Excerpt from The Suitor by Gloria Dyal

Prologue

She turned the lights low – for him.  He kept the room warm – for her.

Their movements had the comfort of habit, the safety of ritual.  Layer by layer, the motions had been added, the elements increased, until they had built an environment of their own – a world complete and isolated.  His room was like the warm, dim burrow of some furry creature – safe and private.

“That was good,” said Lucia, handing the empty glass to Jack.

“Will you eat something now?”

“No, love, maybe later.”

Jack set the glass on the bedside table where the remaining drops of brandy glowed golden under the shrouded lamp.  He adjusted the towel covering the shade to block out even more of the light.  He rubbed his right temple to ease his headache, and then turned back to Lucia.  She was so beautiful, just lying there, gazing up at him.  But the hollows under her cheekbones looked even deeper than they had only a week ago and he felt that awful emptiness ahead of him, threatening to pull him in, to bury him.  “Please, babe.  How about just some toast?”

“No, I really can’t.  What I would like is for you to read another chapter of the book with me.”

Reluctantly, he turned and crossed the small room and began to search among the books lined up on the shelf that ran under the single window.  It was colder there; he pushed the rolled-up towel more firmly into the space at the base of the window and gazed out at the wet snow for a moment, willing it to stop.  The chill and dampness increased her pain.  Please stop, he thought.

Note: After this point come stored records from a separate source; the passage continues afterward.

PR #18010, opened 2023-01-24
Make ArangoDB compile with clang-15

maierlars:
### Scope & Purpose

Make ArangoDB compile with clang-15. clang-15 now errors on unused but set variables. I removed all of them.
These changes are necessary for me, because otherwise there is no compiler available on arch linux that compiles arangodb. gcc-12.2.1 does not work because of known template errors.

There is one small catch: The automatically generated code in `grammar.cpp` declares a variable `Aqlnerrs` which we do not use. Thus I disabled the warning for that file.

### DIFF
--- a/arangod/Agency/RemoveFollower.cpp
+++ b/arangod/Agency/RemoveFollower.cpp
@@ -230,11 +230,8 @@ bool RemoveFollower::start(bool&) {
                  });
 
   size_t inSyncCount = 0;
-  size_t notGoodCount = 0;
   for (auto const& pair : overview) {
-    if (pair.second == -1) {
-      ++notGoodCount;
-    } else if (static_cast<size_t>(pair.second) >= shardsLikeMe.size()) {
+    if (static_cast<size_t>(pair.second) >= shardsLikeMe.size()) {
       ++inSyncCount;
     }
   }
--- a/arangod/Aql/CMakeLists.txt
+++ b/arangod/Aql/CMakeLists.txt
@@ -216,3 +216,5 @@ endif ()
 if (CMAKE_COMPILER_IS_GNUCC)
   set_source_files_properties(tokens.cpp PROPERTIES COMPILE_FLAGS -Wno-sign-compare)
 endif ()
+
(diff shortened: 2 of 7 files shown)


arangod/Aql/CMakeLists.txt
```diff
@@ -216,3 +216,5 @@ endif ()
 if (CMAKE_COMPILER_IS_GNUCC)
   set_source_files_properties(tokens.cpp PROPERTIES COMPILE_FLAGS -Wno-sign-compare)
 endif ()
+
+set_source_files_properties(grammar.cpp PROPERTIES COMPILE_FLAGS -Wno-unused-but-set-variable)
```
MBkkt, line 220: NIT
```suggestion
// TODO fix it?
set_source_files_properties(grammar.cpp PROPERTIES COMPILE_FLAGS -Wno-unused-but-set-variable)
```

arangod/Agency/RemoveFollower.cpp
```diff
@@ -230,11 +230,8 @@ bool RemoveFollower::start(bool&) {
                  });
 
   size_t inSyncCount = 0;
-  size_t notGoodCount = 0;
   for (auto const& pair : overview) {
-    if (pair.second == -1) {
-      ++notGoodCount;
-    } else if (static_cast<size_t>(pair.second) >= shardsLikeMe.size()) {
+    if (static_cast<size_t>(pair.second) >= shardsLikeMe.size()) {
```
MBkkt, line 234:
```suggestion
    if (pair.second != -1 && static_cast<size_t>(pair.second) >= shardsLikeMe.size()) {
```

For -1 it will be always true, so here your changes incorrect.

MBkkt (changes requested):
Please fix `inSyncCount` compute, other LGTM

arangod/Agency/RemoveFollower.cpp
MBkkt: Another option is cast `size()`/both to int/int64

It was hard to see in the deep shadows of the early winter evening, but he located the book she wanted.  Some used book dealer in Rochester had mailed it down to Corning last week.  The bastard should be shot for the price he had charged, but Lucia had been as pleased as if she had found buried treasure.

She winced when he sat down on the edge of the bed, reminding Jack that it was time for her medicine.  He handed her two pink capsules and three aspirin.  She swallowed them.

Jack took a tube of Ben-Gay from the drawer in the nightstand and helped her to remove her nightgown.  First, he warmed the cold ointment between his hands, then rubbed it into her back.  He could feel her ribs, like fence posts since she had lost so much weight.  She seemed to be disappearing before his very eyes, and under his hands – shrinking like the woman he’d seen in some movie on TV the other night.  While he applied the liniment, he tried desperately to come up with some food that she would eat.  “How about I heat up some chicken rice soup?”

“Feels good, honey,” she said while he warmed more of the cream in his palms.  She seemed not to have heard him ask about the soup – that scared him.